(Stored data entries)

● ● ● ● ●

PR #189, opened 2016-06-23
Update directives instrumentation API

mur47x111:
Update directives instrumentation API as well as the underlying mechanism. 
- Move node classes to the package com.oracle.graal.nodes.debug.instrumentation
- Create mapping from BCI to nodes in BytecodeParser. This is for precisely locating the instrumentation target.
- Thanks to the precise bytecode mapping, InstrumentationNode and instrumentation-related phases are refined. Also, the redundant directive API method for inspecting invocation and the additional boolean parameter to the constructor of InstrumentationBeginNode are not needed.

Add comments to related classes. 
Add multiple tests in com.oracle.graal.api.directives.test


tkrodriguez:
So the process is to review this in the open but then push it through ol-bitbucket and close it on github?

tom

graal/com.oracle.graal.api.directives/src/com/oracle/graal/api/directives/GraalDirectives.java
```diff
@@ -367,65 +367,58 @@ public static void ensureVirtualizedHere(@SuppressWarnings("unused") Object obje
...
      *
      * </blockquote>
      *
-     * @param offset the length of a sequential path from a target node to the invocation to this
-     *            API (if negative), or from the invocation to {@link #instrumentationEnd()} to a
-     *            target node (if positive). Pass 0 to anchor the instrumentation.
+     * @param offset the length of a sequential path from a target bytecode to the invocation to
+     *            this API (if negative, excluding the bytecode loading this parameter), or from the
+     *            invocation to {@link #instrumentationEnd()} to a target node (if positive). Pass 0
+     *            to anchor the instrumentation.
```
dougxc: The term "node" makes no sense when talking about bytecode instructions. And is "target node" the same as "target bytecode" here? If so, then all uses should be replaced with the "instrumented bytecode instruction" or  the "bytecode instruction being instrumented". Also, why `excluding the bytecode loading this parameter`? In general, I think the API of this method is confusing. I think you should introduce an `InstrumentationTarget` enum that denotes what can be targeted:

```
enum InstrumentationTarget { NONE, NEW, MONITORENTER, MONITOREXIT }
```
and recast this method as follows:
```
    public static void instrumentationBegin(InstrumentationTarget target, int precedingOccurrence)
```

That is, instrumentation must always come after the targeted instruction (like it does in all your tests). The special value `NONE` means no instruction is targeted. Otherwise `precedingOccurrence ` denotes the N'th preceeding instance of the instruction matched by `target` (0 is first preceding instance, 1 is second... etc)

dougxc:
Could you please expand the PR description to explain the major changes in more detail. A PR this size is hard to navigate otherwise.

graal/com.oracle.graal.api.directives/src/com/oracle/graal/api/directives/GraalDirectives.java
```diff
@@ -367,65 +367,58 @@ public static void ensureVirtualizedHere(@SuppressWarnings("unused") Object obje
...
+     * @see #instrumentationBegin(int)
      */
     public static void instrumentationEnd() {
     }
 
     /**
-     * @return an integer representing a runtime path taken for a @Snippet. This API is valid only
-     *         if invoked within an instrumentation (see {@link #instrumentationBegin(int)} and
+     * @return an integer representing a control flow path taken for a @Snippet. This API is valid
+     *         only if invoked within an instrumentation (see {@link #instrumentationBegin(int)} and
```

● ● ● ● ●

_Problem details_
An exact transcription of all the entries is needed.

_Solution to this problem_
PR #189, opened 2016-06-23
Update directives instrumentation API

mur47x111:
Update directives instrumentation API as well as the underlying mechanism. 
- Move node classes to the package com.oracle.graal.nodes.debug.instrumentation
- Create mapping from BCI to nodes in BytecodeParser. This is for precisely locating the instrumentation target.
- Thanks to the precise bytecode mapping, InstrumentationNode and instrumentation-related phases are refined. Also, the redundant directive API method for inspecting invocation and the additional boolean parameter to the constructor of InstrumentationBeginNode are not needed.

Add comments to related classes. 
Add multiple tests in com.oracle.graal.api.directives.test


tkrodriguez:
So the process is to review this in the open but then push it through ol-bitbucket and close it on github?

tom

graal/com.oracle.graal.api.directives/src/com/oracle/graal/api/directives/GraalDirectives.java
```diff
@@ -367,65 +367,58 @@ public static void ensureVirtualizedHere(@SuppressWarnings("unused") Object obje
...
      *
      * </blockquote>
      *
-     * @param offset the length of a sequential path from a target node to the invocation to this
-     *            API (if negative), or from the invocation to {@link #instrumentationEnd()} to a
-     *            target node (if positive). Pass 0 to anchor the instrumentation.
+     * @param offset the length of a sequential path from a target bytecode to the invocation to
+     *            this API (if negative, excluding the bytecode loading this parameter), or from the
+     *            invocation to {@link #instrumentationEnd()} to a target node (if positive). Pass 0
+     *            to anchor the instrumentation.
```
dougxc: The term "node" makes no sense when talking about bytecode instructions. And is "target node" the same as "target bytecode" here? If so, then all uses should be replaced with the "instrumented bytecode instruction" or  the "bytecode instruction being instrumented". Also, why `excluding the bytecode loading this parameter`? In general, I think the API of this method is confusing. I think you should introduce an `InstrumentationTarget` enum that denotes what can be targeted:

```
enum InstrumentationTarget { NONE, NEW, MONITORENTER, MONITOREXIT }
```
and recast this method as follows:
```
    public static void instrumentationBegin(InstrumentationTarget target, int precedingOccurrence)
```

That is, instrumentation must always come after the targeted instruction (like it does in all your tests). The special value `NONE` means no instruction is targeted. Otherwise `precedingOccurrence ` denotes the N'th preceeding instance of the instruction matched by `target` (0 is first preceding instance, 1 is second... etc)

dougxc:
Could you please expand the PR description to explain the major changes in more detail. A PR this size is hard to navigate otherwise.

graal/com.oracle.graal.api.directives/src/com/oracle/graal/api/directives/GraalDirectives.java
```diff
@@ -367,65 +367,58 @@ public static void ensureVirtualizedHere(@SuppressWarnings("unused") Object obje
...
+     * @see #instrumentationBegin(int)
      */
     public static void instrumentationEnd() {
     }
 
     /**
-     * @return an integer representing a runtime path taken for a @Snippet. This API is valid only
-     *         if invoked within an instrumentation (see {@link #instrumentationBegin(int)} and
+     * @return an integer representing a control flow path taken for a @Snippet. This API is valid
+     *         only if invoked within an instrumentation (see {@link #instrumentationBegin(int)} and
```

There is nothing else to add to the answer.